Amendment 85 also seeks to exempt higher education settings, where, surely, hearing and coping with diverse opinions is what education is supposed to be about. Amendment 86 seeks to remove any offence taken by casual overhearing if that happens just once, by applying a rule that would rely on the offender causing offence on purpose rather than by mistake, casually, or—with the recent enormous rise in employees whose first language is not English—doing so through an understandable lack of familiarity with the language, with its nuances, subtexts, sarcasms and ironies that a native speaker would understand.
Amendment 88 seems the most reasonable of all, removing the overhearing aspect of the legislation, which is the one most open to vexatious claims, and for which, surely, no employer can reasonably be held responsible in any foreseeable circumstances.
I hope that, after hearing all the arguments against Clause 20, the Government will agree that these amendments would remove the most egregious parts of it and bring an element of reality to bear on these unforeseeable and uncontrollable circumstances in which employers might find themselves.
My Lords, I will speak to Amendment 83, in the name of my noble friend Lord Young of Acton, and others in this group tabled by my noble friend Lady Noakes.

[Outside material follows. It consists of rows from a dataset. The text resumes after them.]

PR #454, opened 2016-07-15
(PCP-457) Acceptance: Automate pxp-agent broker timeout failover test

er0ck:
[skip ci]

### DIFF
--- a/acceptance/lib/pxp-agent/test_helper.rb
+++ b/acceptance/lib/pxp-agent/test_helper.rb
@@ -178,7 +178,7 @@ def pcp_broker_inventory(broker, query)
       end
     end
   rescue Timeout::Error
-    raise "Didn't receive a response for PCP inventory request"
+    raise "Didn't receive a response for PCP inventory request in #{inventory_expiry} seconds"
   ensure
     client.close
   end # wait for message
@@ -200,7 +200,8 @@ end
 # @param retries the number of times to retry checking the inventory. Default 60 to allow for slow test VMs. Set to 0 to only check once.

I would like to reflect on the practical implications of these amendments for companies that regularly receive visitors in the course of their business. As noble Lords may be aware, I work for Marsh, an international, American-owned insurance broker. We are fortunate to welcome clients from across the globe—individuals from many cultures with diverse values—who come to London to discuss their insurance needs. As the noble Lord, Lord Londesborough, noted, at Marsh we are guided by a strong internal code of conduct known as The Greater Good. This code outlines our organisational values and individual responsibilities. It is built on three pillars: “Win with integrity”, “You are never alone” and “Speak up”. These principles are designed to ensure a safe, respectful and inclusive environment for all our employees wherever in the world we operate; it matters not whether it is London or Singapore.

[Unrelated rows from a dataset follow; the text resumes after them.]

PR #461, opened 2016-07-26
(PCP-457) Acceptance: remove primary dis-association check

er0ck:
Previously, this test checked that the primary no longer has our agents
associated.  But this can fail, in a flaky fashion, on windows, when the
broker may or may not receive socket close due to different TCP
defaults.

[skip ci]


MikaelSmith:
@james-stocks going to merge to unblock, but pinging you if you think we still need to test this somehow

PR #462, opened 2016-07-27
(PCP-515) Acceptance - update ticket reference for skipped test on Arista

james-stocks:
We currently skip the host restart test on Arista VMs due to their reboot behaviour.
Fixing this will require some RE work - this commit simply updates the ticket reference in the test from PCP-515 to RE-7673

[skip ci]


parisiale:
Message content change.
👍

PR #464, opened 2016-08-03
(maint) Fix path for pxp-agent using new Windows MSI layout

MikaelSmith:
The Windows MSI layout changed to sharing binaries for C++ applications.
That means pxp-agent.exe now relies on files in puppet/bin. Update the
test to include that in PATH.

For now hard-code in the test. It's not trivial to amend the
privatebindir in config/aio/options.rb, since the setting is
platform-dependent. This might eventually live in Beaker, but since it's
only needed for this test that may not be worth it.


MikaelSmith:
@shrug this is required for the new Windows MSI layout.

@james-stocks can you take a look and merge this asap?

shrug:
👍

However, while we can uphold these standards internally, we cannot reasonably expect all visitors to our offices to be bound by the same code, much as we might wish it. Nor can we predict or control every comment made in the course of a conversation. Is it truly fair or practical to hold a company liable for remarks made by a visitor that may touch on political, moral, religious or social matters, as we have heard, and are not indecent or grossly offensive but might none the less be perceived as offensive by an employee or another guest? Such a standard would place an impossible burden on businesses, not just in hospitality and so on. It is simply not feasible to monitor or pre-empt every interaction that takes place on our premises.